WORK INSTRUCTION:
Hunt through the entries for the word "runtime" and copy each line in which it appears.

[Saved entries]
+ + + +
Issue #9525, opened 2025-05-06
[VL] [Flink] Support tps metric for nexmark


shuai-xu:
### Description

Nexmark runner need to get tps metric from flink to calculate throughput. Gluten should support it.

### Gluten version

None

PR #10023, opened 2025-06-20
[GLUTEN-9525][FLINK]Support tps metric for source task

KevinyhZou:

(Fixes: \#9525)

## How was this patch tested?

### DIFF
--- a/gluten-flink/runtime/src/main/java/org/apache/gluten/table/runtime/metrics/SourceTaskMetrics.java
+++ b/gluten-flink/runtime/src/main/java/org/apache/gluten/table/runtime/metrics/SourceTaskMetrics.java
@@ -1,0 +1,73 @@
+/*
+ * Licensed to the Apache Software Foundation (ASF) under one or more
+ * contributor license agreements.  See the NOTICE file distributed with
+ * this work for additional information regarding copyright ownership.
+ * The ASF licenses this file to You under the Apache License, Version 2.0
+ * (the "License"); you may not use this file except in compliance with
+ * the License.  You may obtain a copy of the License at
+ *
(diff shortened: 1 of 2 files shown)


KevinyhZou:
Testing on both `Kafka` and `Nexmark` source is feasible, please take a review at this pr.  @shuai-xu

shuai-xu:
How does flink update the counter?

KevinyhZou:
> How does flink update the counter?

The `numRecodsOut` & `numBytesOut` counter have already registered in flink, so we just get them from the registry, and update the value of them by velox metrics, and flink will get the updated value.

gluten-flink/runtime/src/main/java/org/apache/gluten/table/runtime/metrics/SourceTaskMetrics.java
```diff
@@ -0,0 +1,69 @@
...
+ * limitations under the License.
+ */
+package org.apache.gluten.table.runtime.metrics;
+
+import io.github.zhztheplayer.velox4j.query.SerialTask;
+
+import com.fasterxml.jackson.databind.JsonNode;
+import com.fasterxml.jackson.databind.node.ObjectNode;
+
+public class SourceTaskMetrics {
```
shuai-xu, line 27: Does flink have some class that could be used for source metrics?

KevinyhZou: Yes, such as `KafkaSourceReaderMetrics`. But it is a single class that can not be reused here, so we create this class which is smilar to flink's.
+ + + +
RESPONSE AREA:
--- a/gluten-flink/runtime/src/main/java/org/apache/gluten/table/runtime/metrics/SourceTaskMetrics.java
+++ b/gluten-flink/runtime/src/main/java/org/apache/gluten/table/runtime/metrics/SourceTaskMetrics.java
gluten-flink/runtime/src/main/java/org/apache/gluten/table/runtime/metrics/SourceTaskMetrics.java
+package org.apache.gluten.table.runtime.metrics;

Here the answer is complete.